Retype the full set of records. Keep every character identical.
Start of Recorded data
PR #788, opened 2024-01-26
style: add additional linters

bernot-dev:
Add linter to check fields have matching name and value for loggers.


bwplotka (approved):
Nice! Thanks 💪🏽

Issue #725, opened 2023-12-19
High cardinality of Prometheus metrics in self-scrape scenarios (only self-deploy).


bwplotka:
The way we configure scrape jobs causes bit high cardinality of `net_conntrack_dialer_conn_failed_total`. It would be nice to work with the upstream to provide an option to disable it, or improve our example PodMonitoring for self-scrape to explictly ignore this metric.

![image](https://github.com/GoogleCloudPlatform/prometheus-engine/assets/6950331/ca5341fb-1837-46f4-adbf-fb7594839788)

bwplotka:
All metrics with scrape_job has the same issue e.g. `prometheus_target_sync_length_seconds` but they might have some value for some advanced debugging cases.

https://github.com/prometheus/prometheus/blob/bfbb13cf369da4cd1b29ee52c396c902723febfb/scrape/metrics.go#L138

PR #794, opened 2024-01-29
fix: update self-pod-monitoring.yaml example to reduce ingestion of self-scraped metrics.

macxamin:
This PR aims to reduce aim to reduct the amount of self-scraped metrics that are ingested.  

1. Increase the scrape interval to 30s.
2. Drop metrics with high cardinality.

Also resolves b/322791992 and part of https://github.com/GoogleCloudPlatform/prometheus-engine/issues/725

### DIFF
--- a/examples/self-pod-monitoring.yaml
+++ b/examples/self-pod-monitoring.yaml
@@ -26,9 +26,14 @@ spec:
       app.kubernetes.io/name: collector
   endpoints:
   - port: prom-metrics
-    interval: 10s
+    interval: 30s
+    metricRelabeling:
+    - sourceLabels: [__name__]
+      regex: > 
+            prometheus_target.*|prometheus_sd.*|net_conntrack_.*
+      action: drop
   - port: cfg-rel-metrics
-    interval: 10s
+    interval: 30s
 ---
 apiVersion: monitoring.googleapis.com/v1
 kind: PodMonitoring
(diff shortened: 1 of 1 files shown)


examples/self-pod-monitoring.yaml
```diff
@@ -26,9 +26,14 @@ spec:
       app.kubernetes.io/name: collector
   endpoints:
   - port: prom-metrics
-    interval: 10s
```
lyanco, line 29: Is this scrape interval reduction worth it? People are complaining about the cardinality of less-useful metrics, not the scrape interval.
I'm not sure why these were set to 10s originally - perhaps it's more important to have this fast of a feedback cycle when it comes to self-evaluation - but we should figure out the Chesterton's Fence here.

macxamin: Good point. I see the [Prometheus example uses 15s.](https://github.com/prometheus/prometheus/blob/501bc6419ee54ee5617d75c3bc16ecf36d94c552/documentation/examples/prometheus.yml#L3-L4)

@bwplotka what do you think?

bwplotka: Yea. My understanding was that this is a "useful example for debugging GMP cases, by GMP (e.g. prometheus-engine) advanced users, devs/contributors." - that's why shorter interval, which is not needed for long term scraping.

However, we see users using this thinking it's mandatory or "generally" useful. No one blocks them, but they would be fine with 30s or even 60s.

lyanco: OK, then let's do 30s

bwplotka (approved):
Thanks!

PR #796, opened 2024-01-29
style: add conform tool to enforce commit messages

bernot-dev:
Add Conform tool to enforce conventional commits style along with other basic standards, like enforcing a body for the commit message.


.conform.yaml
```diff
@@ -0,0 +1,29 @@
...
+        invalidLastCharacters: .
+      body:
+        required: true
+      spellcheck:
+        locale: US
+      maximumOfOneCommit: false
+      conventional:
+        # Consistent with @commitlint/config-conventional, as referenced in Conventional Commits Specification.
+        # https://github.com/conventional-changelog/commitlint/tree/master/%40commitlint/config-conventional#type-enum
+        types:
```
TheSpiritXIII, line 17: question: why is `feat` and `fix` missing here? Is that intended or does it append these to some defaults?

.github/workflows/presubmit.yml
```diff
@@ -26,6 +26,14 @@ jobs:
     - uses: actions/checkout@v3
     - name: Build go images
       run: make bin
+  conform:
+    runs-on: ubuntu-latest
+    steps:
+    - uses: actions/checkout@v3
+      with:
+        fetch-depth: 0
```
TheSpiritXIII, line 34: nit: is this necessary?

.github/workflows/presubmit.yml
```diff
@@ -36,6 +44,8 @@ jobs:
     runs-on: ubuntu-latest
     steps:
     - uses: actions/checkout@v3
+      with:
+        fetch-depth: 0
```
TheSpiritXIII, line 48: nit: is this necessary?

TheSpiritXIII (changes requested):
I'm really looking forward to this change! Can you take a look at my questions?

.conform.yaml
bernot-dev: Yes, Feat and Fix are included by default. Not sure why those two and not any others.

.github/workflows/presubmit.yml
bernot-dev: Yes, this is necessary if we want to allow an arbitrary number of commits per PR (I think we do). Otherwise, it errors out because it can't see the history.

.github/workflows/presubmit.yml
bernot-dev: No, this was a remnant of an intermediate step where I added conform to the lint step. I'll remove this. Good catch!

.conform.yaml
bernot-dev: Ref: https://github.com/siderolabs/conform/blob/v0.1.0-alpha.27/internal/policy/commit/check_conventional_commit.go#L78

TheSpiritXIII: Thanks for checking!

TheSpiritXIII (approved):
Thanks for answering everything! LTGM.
End of Recorded data
■ **Task answer**
PR #788, opened 2024-01-26
style: add additional linters

bernot-dev:
Add linter to check fields have matching name and value for loggers.


bwplotka (approved):
Nice! Thanks 💪🏽

Issue #725, opened 2023-12-19
High cardinality of Prometheus metrics in self-scrape scenarios (only self-deploy).


bwplotka:
The way we configure scrape jobs causes bit high cardinality of `net_conntrack_dialer_conn_failed_total`. It would be nice to work with the upstream to provide an option to disable it, or improve our example PodMonitoring for self-scrape to explictly ignore this metric.

![image](https://github.com/GoogleCloudPlatform/prometheus-engine/assets/6950331/ca5341fb-1837-46f4-adbf-fb7594839788)

bwplotka:
All metrics with scrape_job has the same issue e.g. `prometheus_target_sync_length_seconds` but they might have some value for some advanced debugging cases.

https://github.com/prometheus/prometheus/blob/bfbb13cf369da4cd1b29ee52c396c902723febfb/scrape/metrics.go#L138

PR #794, opened 2024-01-29
fix: update self-pod-monitoring.yaml example to reduce ingestion of self-scraped metrics.

macxamin:
This PR aims to reduce aim to reduct the amount of self-scraped metrics that are ingested.  

1. Increase the scrape interval to 30s.
2. Drop metrics with high cardinality.

Also resolves b/322791992 and part of https://github.com/GoogleCloudPlatform/prometheus-engine/issues/725

### DIFF
--- a/examples/self-pod-monitoring.yaml
+++ b/examples/self-pod-monitoring.yaml
@@ -26,9 +26,14 @@ spec:
       app.kubernetes.io/name: collector
   endpoints:
   - port: prom-metrics
-    interval: 10s
+    interval: 30s
+    metricRelabeling:
+    - sourceLabels: [__name__]
+      regex: > 
+            prometheus_target.*|prometheus_sd.*|net_conntrack_.*
+      action: drop
   - port: cfg-rel-metrics
-    interval: 10s
+    interval: 30s
 ---
 apiVersion: monitoring.googleapis.com/v1
 kind: PodMonitoring
(diff shortened: 1 of 1 files shown)


examples/self-pod-monitoring.yaml
```diff
@@ -26,9 +26,14 @@ spec:
       app.kubernetes.io/name: collector
   endpoints:
   - port: prom-metrics
-    interval: 10s
```
lyanco, line 29: Is this scrape interval reduction worth it? People are complaining about the cardinality of less-useful metrics, not the scrape interval.
I'm not sure why these were set to 10s originally - perhaps it's more important to have this fast of a feedback cycle when it comes to self-evaluation - but we should figure out the Chesterton's Fence here.

macxamin: Good point. I see the [Prometheus example uses 15s.](https://github.com/prometheus/prometheus/blob/501bc6419ee54ee5617d75c3bc16ecf36d94c552/documentation/examples/prometheus.yml#L3-L4)

@bwplotka what do you think?

bwplotka: Yea. My understanding was that this is a "useful example for debugging GMP cases, by GMP (e.g. prometheus-engine) advanced users, devs/contributors." - that's why shorter interval, which is not needed for long term scraping.

However, we see users using this thinking it's mandatory or "generally" useful. No one blocks them, but they would be fine with 30s or even 60s.

lyanco: OK, then let's do 30s

bwplotka (approved):
Thanks!

PR #796, opened 2024-01-29
style: add conform tool to enforce commit messages

bernot-dev:
Add Conform tool to enforce conventional commits style along with other basic standards, like enforcing a body for the commit message.


.conform.yaml
```diff
@@ -0,0 +1,29 @@
...
+        invalidLastCharacters: .
+      body:
+        required: true
+      spellcheck:
+        locale: US
+      maximumOfOneCommit: false
+      conventional:
+        # Consistent with @commitlint/config-conventional, as referenced in Conventional Commits Specification.
+        # https://github.com/conventional-changelog/commitlint/tree/master/%40commitlint/config-conventional#type-enum
+        types:
```
TheSpiritXIII, line 17: question: why is `feat` and `fix` missing here? Is that intended or does it append these to some defaults?

.github/workflows/presubmit.yml
```diff
@@ -26,6 +26,14 @@ jobs:
     - uses: actions/checkout@v3
     - name: Build go images
       run: make bin
+  conform:
+    runs-on: ubuntu-latest
+    steps:
+    - uses: actions/checkout@v3
+      with:
+        fetch-depth: 0
```
TheSpiritXIII, line 34: nit: is this necessary?

.github/workflows/presubmit.yml
```diff
@@ -36,6 +44,8 @@ jobs:
     runs-on: ubuntu-latest
     steps:
     - uses: actions/checkout@v3
+      with:
+        fetch-depth: 0
```
TheSpiritXIII, line 48: nit: is this necessary?

TheSpiritXIII (changes requested):
I'm really looking forward to this change! Can you take a look at my questions?

.conform.yaml
bernot-dev: Yes, Feat and Fix are included by default. Not sure why those two and not any others.

.github/workflows/presubmit.yml
bernot-dev: Yes, this is necessary if we want to allow an arbitrary number of commits per PR (I think we do). Otherwise, it errors out because it can't see the history.

.github/workflows/presubmit.yml
bernot-dev: No, this was a remnant of an intermediate step where I added conform to the lint step. I'll remove this. Good catch!

.conform.yaml
bernot-dev: Ref: https://github.com/siderolabs/conform/blob/v0.1.0-alpha.27/internal/policy/commit/check_conventional_commit.go#L78

TheSpiritXIII: Thanks for checking!

TheSpiritXIII (approved):
Thanks for answering everything! LTGM.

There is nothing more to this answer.